Excerpts from a dataset:

Content starts

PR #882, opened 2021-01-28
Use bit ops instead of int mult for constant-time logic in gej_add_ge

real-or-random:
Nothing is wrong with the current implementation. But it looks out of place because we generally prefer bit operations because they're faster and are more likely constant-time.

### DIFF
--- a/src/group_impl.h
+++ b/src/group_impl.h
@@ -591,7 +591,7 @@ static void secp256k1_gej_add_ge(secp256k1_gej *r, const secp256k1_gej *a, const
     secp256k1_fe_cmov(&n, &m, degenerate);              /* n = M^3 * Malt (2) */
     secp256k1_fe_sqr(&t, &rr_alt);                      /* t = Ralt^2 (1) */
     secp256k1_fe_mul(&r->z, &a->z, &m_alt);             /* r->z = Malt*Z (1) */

Content ends

**Work instructions**
Set down again, word for word, the stretch of records from the line with "--- a/src/group_impl.h" to the line with "secp256k1_fe_cmov(&n, &m, degenerate);", both of those lines included.

**Result below**
--- a/src/group_impl.h
+++ b/src/group_impl.h
@@ -591,7 +591,7 @@ static void secp256k1_gej_add_ge(secp256k1_gej *r, const secp256k1_gej *a, const
     secp256k1_fe_cmov(&n, &m, degenerate);              /* n = M^3 * Malt (2) */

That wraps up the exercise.